Chalkboard Outside The Way Station last night.

THIS is why intersectional feminism is so important. Yeah, this is a terrible for situation for white women, and as a white woman I’d like it very much if it changed. But it’s an even WORSE situation for women of color, queer women (and men) and disabled women (and men) and as a human being I’d like it very much if it changed.

Thanks to the nature of capitalism, wage inequality significantly holds women back from reaching true equality. Our ability to be independent and autonomous is hindered when we are treated as substandard to men. But if these things are still out of reach, if these issues still exist at 77%, imagine how magnified they are at 64% for black women, or 54% for hispanic women.

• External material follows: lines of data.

PR #2909, opened 2018-01-31
DDF-3582 Adds auto-redirect / workspace creation

andrewkfiedler:
#### What does this PR do?
 - Updates the UI to auto-redirect to a new workspace if a User comes in to the start page (no hash -> /search/catalog/) without any existing workspaces.
 - Updates the UI to auto-redirect to a workspace if the User comes in to the start page (no hash -> /search/catalog/) and only has one workspace.
 - No redirects / creates will happen if there is a hash (#workspaces, #upload, etc.).

#### Who is reviewing it? 
@bdeining
@jlcsmith
@millerw8 
@adimka 
@mackncheesiest

### DIFF
--- a/catalog/ui/catalog-ui-search/src/main/webapp/js/ApplicationStart.js
+++ b/catalog/ui/catalog-ui-search/src/main/webapp/js/ApplicationStart.js
@@ -26,17 +26,34 @@ require([
 
     var workspaces = store.get('workspaces');
 
+    function hasEmptyHashAndNoWorkspaces() {
+        return workspaces.length === 0 && location.hash === "";
+    }
+
+    function checkForEmptyHashAndOneWorkspace() {
+        if (location.hash === "" && workspaces.fetched && workspaces.length === 1) {
+            location.hash = '#workspaces/'+workspaces.first().id;
+        }
+    }
+
     function attemptToStart() {
-        if (workspaces.fetched && user.fetched){
+        checkForEmptyHashAndOneWorkspace();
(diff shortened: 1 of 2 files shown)


andrewkfiedler:
It'll work fine, this only modifies the hash.  `location.search` would update the param.

millerw8:
So the scary scenario here is one person one creates a public workspace... all new users automatically get redirected.  Is it possible to make it so users only get redirected to a single workspace if it they own none or one?

andrewkfiedler:
I had talked about that with @mackncheesiest, @Variadicism , and @adimka .  I agree that it should be user owned workspaces only, but wanted to get some more on board before I went that route.

catalog/ui/catalog-ui-search/src/main/webapp/js/ApplicationStart.js
```diff
@@ -26,17 +26,38 @@ require([
 
     var workspaces = store.get('workspaces');
 
+    function getWorkspacesOwnedByUser() {
+        return workspaces.filter(workspace => user.isGuest() ? workspace.get('localStorage') === true : workspace.get('metacard.owner') === user.get('user').get('email'));
```
rzwiefel: ✏️ just a little nit you can ignore if you don't care, but this line is quite long and could very well benefit from that bountiful vertical screen real estate that is so easily scrollable. It might even, perhaps, add just a small token of readability to this line of code.

bdeining:
successfully hero'd, looks good

bdeining:
build now

PR #2918, opened 2018-02-01
DDF-3590 Update jackson libraries to 2.9.4

bdeining:
#### What does this PR do?
Upgrates the jackson libraries to 2.9.4 Port to master
#### Who is reviewing it? 
@emmberk @peterhuffer 
@jlcsmith 
@millerw8 

CI Build passes

[DDF-3590](https://codice.atlassian.net/browse/DDF-3590)


bdeining:
build now

platform/solr/platform-solr-server-standalone/dependency-check-maven-config.xml
```diff
@@ -16,7 +16,16 @@
    ]]></notes>
         <cve>CVE-2016-3720</cve>
     </suppress>
-
+    <suppress>
```
shaundmorris: ❓ Does the dependency-check-maven-config.xml suppression not cover this module?

bdeining: I don't believe it does; @clockard might know the answer better than I

bdeining:
build now

catalog/ui/search-ui/search-endpoint/pom.xml
```diff
@@ -184,6 +184,27 @@
...
+        <dependency>
+            <groupId>com.fasterxml.jackson.core</groupId>
+            <artifactId>jackson-databind</artifactId>
+            <version>${jackson2-version}</version>
+        </dependency>
+        <dependency>
+            <groupId>com.fasterxml.jackson.datatype</groupId>
+            <artifactId>jackson-datatype-jdk8</artifactId>
+            <version>${jackson2-version}</version>
+            <scope>compile</scope>
```
paouelle: ❓ Why do we need to specify `compile` as the scope? Isn't it the default one with maven?

platform/solr/platform-solr-server-standalone/dependency-check-maven-config.xml
clockard: This module supplies its own so we generally need to put a copy of the suppression here as well. Just looked into this a little more and I am wondering if this is going to be a separate issue. We are shading in solr-core in solr-dependencies which include jackson 2.5.4 and 1.9.13

clockard: Looks like we don't actually shade in databind only core and dataformat-smile so this shouldn't be an issue. I think that cve applies to all versions up through 2.8.10

PR #2921, opened 2018-02-02
[2.11.x]DDF-3600 Use all registered attribute desciptors to build filters in the CSW Endpoint

brjeter:
#### What does this PR do?
- Includes all registered attribute descriptors to determine the datatype of filter literal expressions. Without this, some expressions were being left as String instead of their actual data type and the query fails in Solr.
- No longer passing in the CSW metacard type into the `CswQueryFilterTransformer` and `CswRecordMapperFilterVisitor` since we are using all metacard types instead (already passed in).
#### Who is reviewing it? 
@emmberk @emanns95 @blen-desta 
@bdeining 
@clockard 
- Setup a loopback CSW Federation Profile source
- Query the CSW source by several different types of attributes and verify they work as expected (specifically query by `effective` and `datetime.start`, which were broken before this change). Also verify there are no exceptions in the logs similar to this
```
ddf.catalog.source.UnsupportedQueryException: propertyIsLessThan(String,String) not supported by org.opengis.filter.Filter Delegate.
```
The `CswRecordMapperFilterVisitor` uses the CSW metacard type's attribute descriptors to determine a property's data type in some places. In others, **all** registered attribute descriptors are used. As a result some filter literals are left as a String instead of being mapped to their proper data type. This primarily affects any Date attributes that are not in the CSW metacard type.
[DDF-3600](https://codice.atlassian.net/browse/DDF-3600)
#### Checklist:
- [ ] Documentation Updated
- [x] Update / Add Unit Tests

#### Notes on Review Process

#### Review Comment Legend:

### DIFF
--- a/catalog/spatial/csw/spatial-csw-endpoint/src/main/java/org/codice/ddf/spatial/ogc/csw/catalog/endpoint/transformer/CswRecordMapperFilterVisitor.java
+++ b/catalog/spatial/csw/spatial-csw-endpoint/src/main/java/org/codice/ddf/spatial/ogc/csw/catalog/endpoint/transformer/CswRecordMapperFilterVisitor.java
@@ -84,15 +84,11 @@ public class CswRecordMapperFilterVisitor extends DuplicatingFilterVisitor {
 
   private final Map<String, AttributeType> attributeTypes;
 
-  private final MetacardType metacardType;
-
   private final CswRecordMap cswRecordMap;
 
   private Filter visitedFilter;
 
-  public CswRecordMapperFilterVisitor(
-      CswRecordMap cswRecordMap, MetacardType metacardType, List<MetacardType> metacardTypes) {
-    this.metacardType = metacardType;
+  public CswRecordMapperFilterVisitor(CswRecordMap cswRecordMap, List<MetacardType> metacardTypes) {
     this.cswRecordMap = cswRecordMap;
 
     attributeTypes = new HashMap<>();
@@ -242,10 +238,9 @@ public class CswRecordMapperFilterVisitor extends DuplicatingFilterVisitor {
       name = cswRecordMap.getProperty(propertyName, namespaceContext);
 
       if (SPATIAL_QUERY_TAG.equals(extraData)) {
-        AttributeDescriptor attrDesc = metacardType.getAttributeDescriptor(name);
-        if (attrDesc != null
-            && !AttributeType.AttributeFormat.GEOMETRY.equals(
-                attrDesc.getType().getAttributeFormat())) {
+        AttributeType attributeType = attributeTypes.get(name);
+        if (attributeType != null
+            && !AttributeType.AttributeFormat.GEOMETRY.equals(attributeType.getAttributeFormat())) {
           throw new UnsupportedOperationException(
               "Attempted a spatial query on a non-geometry-valued attribute ("
                   + propertyName
@@ -262,17 +257,8 @@ public class CswRecordMapperFilterVisitor extends DuplicatingFilterVisitor {
   public Object visit(PropertyIsBetween filter, Object extraData) {
     Expression expr = visit(filter.getExpression(), extraData);
 
-    AttributeType type =
-        attributeTypes.get(((PropertyName) filter.getExpression()).getPropertyName());
-
-    LiteralExpressionImpl typedLowerExpression = (LiteralExpressionImpl) filter.getLowerBoundary();
-    setExpressionType(type, typedLowerExpression);
-
-    LiteralExpressionImpl typedUpperExpression = (LiteralExpressionImpl) filter.getUpperBoundary();
-    setExpressionType(type, typedUpperExpression);
-
-    Expression lower = visit((Expression) typedLowerExpression, expr);
-    Expression upper = visit((Expression) typedUpperExpression, expr);
+    Expression lower = visit(filter.getLowerBoundary(), expr);
+    Expression upper = visit(filter.getUpperBoundary(), expr);
     return getFactory(extraData).between(expr, lower, upper);
   }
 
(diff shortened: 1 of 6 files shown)


catalog/spatial/csw/spatial-csw-endpoint/src/main/java/org/codice/ddf/spatial/ogc/csw/catalog/endpoint/transformer/CswRecordMapperFilterVisitor.java
```diff
@@ -452,34 +406,9 @@ public Object visit(PropertyIsLessThanOrEqualTo filter, Object extraData) {
...
-      } else if (type.getBinding() == Long.class) {
-        typedExpression.setValue(Long.valueOf((String) typedExpression.getValue()));
-      } else if (type.getBinding() == Float.class) {
-        typedExpression.setValue(Float.valueOf((String) typedExpression.getValue()));
-      } else if (type.getBinding() == Double.class) {
-        typedExpression.setValue(Double.valueOf((String) typedExpression.getValue()));
-      } else if (type.getBinding() == Boolean.class) {
-        typedExpression.setValue(Boolean.valueOf((String) typedExpression.getValue()));
-      }
-    }
```
brjeter: It's not overly clear from just looking at the code, but every time we visit a LiteralExpression we end up on line 424 which does the exact same data conversion at this method that I've removed.

catalog/spatial/csw/spatial-csw-endpoint/src/main/java/org/codice/ddf/spatial/ogc/csw/catalog/endpoint/transformer/CswRecordMapperFilterVisitor.java
```diff
@@ -262,17 +257,8 @@ public Object visit(PropertyName expression, Object extraData) {
...
     Expression expr = visit(filter.getExpression(), extraData);
 
-    AttributeType type =
-        attributeTypes.get(((PropertyName) filter.getExpression()).getPropertyName());
-
-    LiteralExpressionImpl typedLowerExpression = (LiteralExpressionImpl) filter.getLowerBoundary();
-    setExpressionType(type, typedLowerExpression);
-
-    LiteralExpressionImpl typedUpperExpression = (LiteralExpressionImpl) filter.getUpperBoundary();
-    setExpressionType(type, typedUpperExpression);
```
brjeter: Several of these similar code blocks were removed because the data type is now correctly determined when visiting the literal expression initially in the `visit(Literal expression, Object extraData)` method.

clockard:
I think the attributeTypes in CswRecordMapperFilterVisitor could get out of date. Would recommend using the AttributeRegistry service instead.

brjeter:
I added a new commit to use the Attribute Registry.

catalog/spatial/csw/spatial-csw-endpoint/src/test/java/org/codice/ddf/spatial/ogc/csw/catalog/endpoint/CswQueryFactoryTest.java
```diff
@@ -254,19 +253,17 @@ public void setUp()
 
     queryFactory = new CswQueryFactory(cswRecordMap, filterBuilder, filterAdapter);
 
-    AttributeRegistry mockAttributeRegistry = mock(AttributeRegistry.class);
-    when(mockAttributeRegistry.lookup(TITLE_TEST_ATTRIBUTE))
-        .thenReturn(Optional.of(mock(AttributeDescriptor.class)));
-    queryFactory.setAttributeRegistry(mockAttributeRegistry);
+    AttributeRegistryImpl attributeRegistry = new AttributeRegistryImpl();
+    attributeRegistry.registerMetacardType(getCswMetacardType());
```
emmberk: Why is this getCswMetacardType() method still there? I thought you removed the CswMetacardType

brjeter: These unit tests are testing against those particular attributes in the `CswMetacardType`. Initially, I was going to mock the `AttributeRegistry`, but it was going to be a pain since I would need when statements for many attributes. I thought it made more sense to make a real `AttributeRegistry` and initialize it with the `CswMetacardType` that this test is already setting up and asserting against.

brjeter: This test probably shouldn't be making up its own version of the `CswMetacardType` to assert against, but I thought that was out of the scope of this PR. Honestly I think we could have a whole epic for cleaning up the CSW code because it's a mess in a lot of ways.

bdeining: I agree with this.  We've added new dynamics like the QueryFilterTransformer that will render a bunch of code obsolete.  Ideally we would move GMD to that dynamic anyway.

emmberk: Ok. Might be worth leaving a comment or renaming that method, even though it's just in the tests, to not say CswMetacardType because that's confusing since there isn't a CswMetacardType at all.

blen-desta:
build now

blen-desta:
Manually verified that dates are not String but Date objects (Instant). 👍

PR #2971, opened 2018-02-14
DDF-3515 Updates List search federation to always be enterprise

andrewkfiedler:
#### What does this PR do?
 - If we don't do this, it would be possible for a list to be created using defaults that might restrict its sources.

#### Who is reviewing it? 
@rzwiefel 
@pklinef
@mackncheesiest 
@adimka 

Create a list after setting your defaults to something that doesn't include a particular source.  Verify that you can add a result from that source to your list and still retrieve the result when looking at the list.

[3515](https://codice.atlassian.net/browse/DDF-3515)


andrewkfiedler:
I'm going to close this in favor of a larger ticket to address more areas similar to this.

PR #252, opened 2024-03-04
feat(parser): add onInsertedSemicolon option

dmichon-msft:
Adds support for the `onInsertedSemicolon` callback option, matching the base behavior of the `acorn` option of the same name. This option is used by `webpack` to identify when replacing the text of a node with a parenthesized expression would run afoul of a difference in runtime behavior if automatic semicolon insertion occurred.

Motivating example:
```js
console.log('hi!') // ASI occurs here
foo() // ASI occurs here
console.log(foo.name)
```

If webpack replaces `foo` with the imported expression `(0,some_module.foo)`, the resulting code has the runtime behavior of

```js
console.log('hi!')(0,some_module.foo)() // tried to call the result of `console.log`, TypeError
console.log((0,some_module.foo).name) // Correct code
```

On the other hand, if webpack tries to always insert a semicolon, we instead have

```js
console.log('hi') // ASI not needed
;(0,some_module.foo)() // Correct code
console.log(;(0,some_module.foo).name) // Syntax error
```

Ultimately this is an issue because webpack doesn't perform all transforms on the AST layer and run the code through a printer for performance reasons.

The lack of this option is the one difference in behavior between `acorn` and `meriyah` that would potentially impact using `meriyah` in `webpack` for a 20-30% AST parse performance boost.

Adds a basic unit test for the feature.

### DIFF
--- a/README.md
+++ b/README.md
@@ -85,6 +85,9 @@ This is the available options:
   // Allows comment extraction. Accepts either a function or array
   onComment: []
 
+  // Allows detection of automatic semicolon insertion. Accepts a callback function that will be passed the charater offset where the semicolon was inserted
+  onInsertedSemicolon: (pos) => {}
+
   // Allows token extraction. Accepts either a function or array
   onToken: []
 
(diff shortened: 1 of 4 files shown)


3cp:
The change looks trivial! Glad it's easy to meet your requirement.

3cp (approved):

3cp:
v4.4.0 is released.

PR #254, opened 2024-03-25
Fix usage of `async` and `import` in comma expression

DimaIT:
Fixes usage of `async` and `import` in comma expressions, like:
```js
async = 1, b = 2;
b = 2, async = 1;
import.meta, 1;
```

### DIFF
--- a/src/parser.ts
+++ b/src/parser.ts
@@ -1119,7 +1119,9 @@ export function parseAsyncArrowOrAsyncFunctionDeclaration(
    * https://github.com/estree/estree/blob/master/es5.md#sequenceexpression
    *
    */
-  if (parser.token === Token.Comma) expr = parseSequenceExpression(parser, context, 0, start, line, column, expr);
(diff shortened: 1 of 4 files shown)


src/parser.ts
```diff
@@ -3574,6 +3581,8 @@ export function parseAsyncExpression(
     if (inNew) report(parser, Errors.InvalidAsyncArrow);
     return parseArrowFromIdentifier(parser, context, parser.tokenValue, expr, inNew, canAssign, 0, start, line, column);
   }
+
+  parser.assignable = AssignmentKind.Assignable;
```
3cp, line 3585: Given your change on line 1114, should this line be added before line 2694?

DimaIT: It seems not needed here, added a couple more test-cases to cover it

3cp (approved):

3cp:
v4.4.1 is released.

PR #261, opened 2024-06-05
chore: remove option identifierPattern

3cp:
This option added a "pattern" flag to Identifer node, but this feature was rejected by ESTree, https://github.com/estree/estree/issues/196 KFlash prematurelly added this when reading it.
Since it's not in ESTree spec, nobody would never relied on it. In this sense, not a breaking change.

### DIFF
--- a/README.md
+++ b/README.md
@@ -100,9 +100,6 @@ This is the available options:
   // Adds a source attribute in every node’s loc object when the locations option is `true`
   source: false;
 
-  // Distinguish Identifier from IdentifierPattern
-  identifierPattern: false;
-
    // Enable React JSX parsing
   jsx: false
 }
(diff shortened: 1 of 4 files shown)


fisker (approved):
Make sense!

fisker:
> At least 1 approving review is required by reviewers with write access.

I don't have write access, so my approval won't unblock.

3cp:
> > At least 1 approving review is required by reviewers with write access.
> 
> I don't have write access, so my approval won't unblock.

Thx! That confused hell out of me. Write permission assigned.

fisker:
> Write permission assigned.

I don't know that I'm a member here..

> That confused hell out of me. 

The check mark was gray (not green) before

PR #266, opened 2024-06-06
chore: show proper error "Expected 'from'"

3cp:
There is an existing method does report better error.

```js
export function consume(parser: ParserState, context: Context, t: Token): void {
  if (parser.token !== t) report(parser, Errors.ExpectedToken, KeywordDescTable[t & Token.Type]);
  nextToken(parser, context);
}
```


fisker:
No tests?

3cp:
Oh yes. I will add some.

3cp:
Just realised we have never tested error message before in the whole unit tests:(
All previous tests just tested there is error thrown.

fisker (approved):

PR #270, opened 2024-06-07
chore: update TypeScript to v5

fisker:


src/common.ts
```diff
@@ -831,3 +831,9 @@ export function classifyIdentifier(parser: ParserState, context: Context, t: Tok
 
   if (!isValidIdentifier(context, t)) report(parser, Errors.Unexpected);
 }
+
+/**
+ * A helper function to check parser state, workaround TS2678 error
+ * @see https://github.com/microsoft/TypeScript/issues/9998
+ */
+export const is = (value: number | boolean) => value;
```
fisker, line 839: It's annoying that TS narrowing down the type of `parser.token` incorrectly, [issue](https://github.com/microsoft/TypeScript/issues/9998), this function prevents that.

Do you have a better idea?

src/parser.ts
```diff
@@ -5528,7 +5533,7 @@ function parseSpreadOrRestElement(
     );
 
     const { token, tokenPos, linePos, colPos } = parser;
-
+    // @ts-expect-error BUG?
     if (token === Token.Assign && token !== closingToken && token !== Token.Comma) {
```
fisker, line 5537: Is this a mistake?

src/common.ts
3cp: I will have a play.

src/parser.ts
3cp: line 5485 `if (token !== Token.Assign && token !== closingToken && token !== Token.Comma) {`
That's more like it.

I tested this line with `if (token === Token.Assign) {`, all tests still pass. Please fix the code. Thx!

src/common.ts
3cp: Is this a tsc v5 bug? tsc v4 has no such issue, but tsc v4 fails all the places.

3cp: I would suggest to hold off tsc v5 before we have a proper solution.

src/parser.ts
fisker: But I use `if (token === Token.Assign)`, test also pass.

3cp: #271

3cp:
I have seen weird ts v5.5 typing issue in other projects.
ts v5 seems trying to be too smart.

fisker:
Maybe this solution is acceptable? https://github.com/microsoft/TypeScript/issues/9998#issuecomment-235963457

3cp:
I think it's a ts bug, it assumes our `nextToken(parser, ...)` didn't mutate `parser.token`.
But `parser.token =` is right there in the implementation of `nextToken`.

3cp:
I can reproduce the issue https://www.typescriptlang.org/play/?ts=5.5.3#code/JYOwLgpgTgZghgYwgAgCoQM5mQbwFDKHIwA2cA5gFzIAMyAPsgIwDceAvnnjAK4gJhgAexDIAtjzBxIACkhZq6LAEpcBIvLAA6UhWQBeZm054EIrMjiLM2QzmJkqtZOzZ5gMZDLg7HB-YY0qvhE4pLSEN7KbKEeXj665P6GTMHqoYRmIBhCJBBaJELkMgDkiSUANJa+FNHpLhx4QA

But the same typing error also pops up with ts v4.

3cp:
Had a read of the ts github issue. It sounds like ts would not address this issue anytime soon.

If you have time to apply the `parser.currentToken() or getToken()` solution, please go ahead :-)

3cp:
I am also very confused why we didn't have this issue with ts v4 and v3 before.

fisker:
Done.

3cp (approved):

Issue #274, opened 2024-07-17
Weird context mutation


3cp:
https://github.com/meriyah/meriyah/blob/434279f78e90a6a8d4e5d891fc3b2b8414030c36/src/parser.ts#L4836

The two binary bits used there are Context.Strict and Context.Module, but the `<< 11` doesn't make sense here.

I tried to remove the whole thing, change that line to `validateFunctionName(parser, context, parser.token);`. All unit tests still pass.

@fisker could you help to have a look? I don't know if missed anything here.

3cp:
```

    context =
      ((context | modifierFlags) ^ modifierFlags) |
      ((state & 0b0000000000000000000_0000_01011000) << 18) |
      0b0000110000001000000_0000_00000000;
```

Found more, the `<< 18` doesn't make any sense either. the 01011000 is OptionsDirectives, OptionsJSX, OptionsLexical.
Left shifting 18 of them will become InYieldContext, InAwaitContext, InConstructor.

3cp:
> https://github.com/meriyah/meriyah/blob/434279f78e90a6a8d4e5d891fc3b2b8414030c36/src/parser.ts#L4836
> 
> The two binary bits used there are Context.Strict and Context.Module, but the `<< 11` doesn't make sense here.
> 
> I tried to remove the whole thing, change that line to `validateFunctionName(parser, context, parser.token);`. All unit tests still pass.
> 
> @fisker could you help to have a look? I don't know if missed anything here.

Got it, the code tried to turn on Context.InYieldContext when Context.Strict, and Context.InAwaitContext when Context.Module. But the logic is not needed now, because validateFunctionName checks `(Context.InAwaitContext | Context.Module)` and ` (Context.InYieldContext | Context.Strict)`.

fisker:
小黄鸭调试法。

PR #275, opened 2024-07-17
chore: remove explicit binary mask

3cp:
This removes the coupling with the Context and PropertyKind enum definition.
The old code means we cannot modify Context and PropertyKind definition freely.

Related to #274


fisker (approved):

3cp:
One more change.

fisker (approved):

PR #279, opened 2024-07-19
test: update test262 parser test

fisker:
Just copied from [acorn](https://github.com/acornjs/acorn/blob/12ad1164a70dbe804f1ece822f34d100545f1afa/bin/run_test262.js)


fisker:
It takes me a while, but we do have lots of tests can't pass in class fields/methods.

test/test262-parser-tests/unsupported-features.txt
```diff
@@ -0,0 +1,9 @@
+explicit-resource-management
+regexp-modifiers
+import-assertions
+import-attributes
+regexp-duplicate-named-groups
+regexp-v-flag
+arbitrary-module-namespace-names
+source-phase-imports
+source-phase-imports-module-source
```
fisker, line 9: @3cp Can you confirm this is the correct list of features that we don't support?

3cp: Regexp modifiers should work.
Meriyah doesn't parse regexp internal, the whole regex is one tokenValue, parsed by native RegExp provided by the runtime (which runs meriyah), `try { return new RegExp(...) } catch ...`.

In same sense, regexp-duplicate-named-groups properly also works.

3cp:
Don't know what's wrong with mocha in nodejs v22 on CI, I don't have the issue locally.

3cp:
The whitelist is ones we have trouble with?

test/test262-parser-tests/unsupported-features.txt
3cp: class-static-block is not supported.

3cp: class-static-methods-private is not supported.

fisker:
> Don't know what's wrong with mocha in nodejs v22 on CI, I don't have the issue locally.

https://github.com/nodejs/node/issues/53902



> The whitelist is ones we have trouble with?

Yes.

test/test262-parser-tests/unsupported-features.txt
fisker: > Meriyah doesn't parse regexp internal

I didn't know that at first, I think it's really bad to rely on runtime behavior, maybe we should do something in future.

3cp (approved):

What the Way Station did was great, it drew attention to a very real issue. I don’t fault them for only doing 77% instead of breaking it down by race. That can get tricky in any situation ESPECIALLY in a dark and crowded bar and I’d advise against it, especially because it tip toes a little too closely to straight up racism. Also, 77% is the number we hear about the most often in the media. It’s the number pundits throw around. Liberals say we need to close that remaining 23% and conservatives say it doesn’t exist. You know the drill. But lost in the shuffle are the women and families suffering because of this. Struggling to make ends meet at a sharper angle than their white sisters.

We should fight to end wage inequality, but not just for white women.

We cannot forget about these women. We cannot pretend that woman’s struggle is the same regardless of race. We cannot ignore these facts any more.